Task to complete:
Match the string "correctly" against each line below, and copy every line that matches.

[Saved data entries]
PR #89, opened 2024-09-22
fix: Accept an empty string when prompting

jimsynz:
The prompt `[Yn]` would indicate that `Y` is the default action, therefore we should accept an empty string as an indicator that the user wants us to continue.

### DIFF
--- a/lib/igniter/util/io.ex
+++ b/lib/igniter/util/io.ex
* * *
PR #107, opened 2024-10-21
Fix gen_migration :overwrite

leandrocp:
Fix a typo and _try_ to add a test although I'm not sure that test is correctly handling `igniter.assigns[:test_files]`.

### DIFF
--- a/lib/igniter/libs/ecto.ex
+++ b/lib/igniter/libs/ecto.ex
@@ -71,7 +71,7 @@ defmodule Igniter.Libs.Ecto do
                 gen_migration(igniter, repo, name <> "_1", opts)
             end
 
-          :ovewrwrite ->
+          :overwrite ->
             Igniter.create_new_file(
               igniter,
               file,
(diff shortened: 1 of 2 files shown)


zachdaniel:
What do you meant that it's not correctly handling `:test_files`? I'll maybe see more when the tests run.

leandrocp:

Your response:
Fix a typo and _try_ to add a test although I'm not sure that test is correctly handling `igniter.assigns[:test_files]`.
What do you meant that it's not correctly handling `:test_files`? I'll maybe see more when the tests run.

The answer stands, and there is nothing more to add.